Yiddish is rich in curses that, at their best, leave just enough to the imagination to keep the recipient tossing and turning at night, poring over possible implications. "It isn't a matter of yelling out bad words; the trick is to put good ones together in the most damaging possible way," Wex explains.

A simple "drop dead" might be rendered as "a dismal animal death on you" ("a viste pgire af dir"), which, Wex, notes, carries the suggestion that "you should spend the rest of your tiny life in a Colorado feedlot, then be herded off to some nonunion slaughterhouse to be turned, painfully, into fast-food burgers for one of the less prominent chains."

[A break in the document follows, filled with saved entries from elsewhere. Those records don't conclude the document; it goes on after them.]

PR #645, opened 2023-04-17
Fix empty list handling in maxpool | fix(atenlib)

justinchuby:
Previously it was passed in as an empty list and graph_builder fails when the list is empty.

Discovered in https://github.com/pytorch/pytorch/pull/99284

- Added maxpool_2d/3d custom OpInfo tests. Skipping 3d for now due to shape mismatch.
- Pin torch-nightly version to a requirements file


BowenBao (commented):
Should we add extra custom opinfo for coverage, or contribute to pt opinfo?

justinchuby:
We should. An in this case it looks like the OpInfo for torch and the aten signature doesn't match very well.

titaiwangms:
> We should. And in this case it looks like the OpInfo for torch and the aten signature doesn't match very well.

We should add this case into our own OpInfo test.

justinchuby:
> > We should. And in this case it looks like the OpInfo for torch and the aten signature doesn't match very well.
> 
> We should add this case into our own OpInfo test.

Done

titaiwangms (approved):
LGTM

titaiwangms:
I wonder if there is a way that exporter can also use extra_Opinfo

justinchuby:
> I wonder if there is a way that exporter can also use extra_Opinfo

I can think of coping this there. Any suggestions?

justinchuby:
Somethings off with convolution

onnxscript/tests/function_libs/torch_aten/ops_correctness_test.py
```diff
@@ -799,6 +801,11 @@ def _where_input_wrangler(
         reason="fixme: current implementation gets shape inference error",
         test_class_name="TestOutputConsistencyFullGraph",
     ),
+    xfail(
```
fatcat-z, line 804: Is this a bug?

justinchuby: It is. A bug I haven't figured out yet

onnxscript/tests/function_libs/torch_aten/ops_correctness_test.py
```diff
@@ -701,6 +701,8 @@ def _where_input_wrangler(
     "index_select": core_ops.aten_index_select,
     "layer_norm": core_ops.aten_layer_norm,
     "max": core_ops.aten_max,
+    "max_pool2d": nn_ops.aten_max_pool2d,  # Custom from extra_opinfo
```
fatcat-z, line 704: We've already had nn.functional.max_pool2d and nn.functional.max_pool3d tests. If we want to use this custom testing to replace them, let's remove those 2 ones from the test file.

onnxscript/tests/function_libs/torch_aten/extra_opinfo.py
```diff
@@ -201,6 +202,95 @@ def sample_inputs_layer_norm(op_info, device, dtype, requires_grad, **kwargs):
         )
 
 
+class _TestParamsMaxPoolEmptyStrideBase:
```
fatcat-z, line 205: Why do we keep a local custom test data here?

onnxscript/tests/function_libs/torch_aten/ops_correctness_test.py
fatcat-z: > I wonder if there is a way that exporter can also use extra_Opinfo

What's the scenario of using these op information during exporting?

onnxscript/tests/function_libs/torch_aten/ops_correctness_test.py
justinchuby: The new tests just test for when stride is empty

onnxscript/tests/function_libs/torch_aten/extra_opinfo.py
justinchuby: I just copied the class and edited it to contain empty strides. Any suggestions?

onnxscript/tests/function_libs/torch_aten/ops_correctness_test.py
justinchuby: We can probably enrich the pytorch opinfo db @titaiwangms

PR #648, opened 2023-04-17
Display name/shape info in TorchScriptTensor | feat(graph_building)

justinchuby:
Create repr so it doesn't show as `TorchScriptTensor(None)`

### DIFF
--- a/onnxscript/function_libs/torch_aten/graph_building.py
+++ b/onnxscript/function_libs/torch_aten/graph_building.py
@@ -76,7 +76,7 @@ class TorchScriptTensor(onnxscript_tensor.Tensor):
         self._name: Optional[str] = None
 
     def __repr__(self):
-        return f"TorchScriptTensor({self._torch_value!r})"
+        return f"TorchScriptTensor('{self._torch_value!r}')"
 
     @property  # type: ignore[override]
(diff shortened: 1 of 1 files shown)


onnxscript/function_libs/torch_aten/graph_building.py
```diff
@@ -75,6 +75,9 @@ def __init__(self, value: torch.Value):
         self._shape: Optional[Tuple[int | None, ...]] = None
         self._name: Optional[str] = None
 
+    def __repr__(self):
+        return f"TorchScriptTensor('{self._torch_value!r}')"
```
BowenBao, line 79: Should it be composed from other properties such as shape/dtype/name other than `_torch_value`?

justinchuby: sure, I was just lazy lol

justinchuby: Actually, I think it's appropriate since it was initialized this way. Granted if we eval the string it wouldn't give us back the same thing.

BowenBao: > since it was initialized this way

This makes sense.

BowenBao (approved):

PR #699, opened 2023-04-28
Fix autocast bug when schema is missing

gramalingam:
Autocast wasn't handling the case where a schema is missing correctly. Fix it.

### DIFF
--- a/onnxscript/autocast.py
+++ b/onnxscript/autocast.py
@@ -62,7 +62,7 @@ def cast_inputs(
     return tuple(cast_args)
 
 
-def dynamic_cast_inputs(op_schema: OpSchema, *args):
+def dynamic_cast_inputs(op_schema: OpSchema, args):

Yiddish is not a "have a nice day" language. "How are you?," a perfectly innocent question in English, is a provocation in Yiddish, which does not lend itself to happy talk. "How should I be?" is a fairly neutral answer to the question. Theoretically it is possible to say "gants gut" ("real good"), but this is a phrase that the author says he has never heard in his life. "As a response to a Yiddish question, it marks you as someone who knows some Yiddish words but doesn't really understand the language," he writes.

It probably helps to know a little Yiddish to extract maximum enjoyment from "Born to Kvetch," but even readers with minimal "bacon Yiddish" ("schlep," "schmear," "maven" and the like) can appreciate vocabulary words like "kishke-gelt" (literally "gut money," earned by self-deprivation so extreme that it's ripped from the intestines) and expressions like "lakhn mit yashtsherkes," which means "laugh with the lizards" and refers to a bitter kind of jollity, the kind of laughter that keeps you from crying.

Wex has perfect pitch. He always finds the precise word, the most vivid metaphor, for his juicy Yiddishisms, and he enjoys teasing out complexities. His tour through the vocabulary of traditional punishments meted out to schoolchildren, collectively known as the "matnas yad," or "gift of the hand," may be his finest riff, a subtly differentiated taxonomy of pain that starts with the "knip" ("pinch") and proceeds to the "shnel" ("flick"), the "patsh" ("slap") the "zets" ("hard slap") and the "flem" ("resounding smack").

At the far end lies the "khmal" or "khmalye," "the all-out murder-one wallop that makes its victims 'zen kroke mit lemberik."' It's so hard, in other words, that the student sees Krakow, Poland, as his head snaps forward and Lemberg (present-day Lviv in Ukraine) on the return trip.

That hurts. But it's funny, too. All you can do is laugh with the lizards.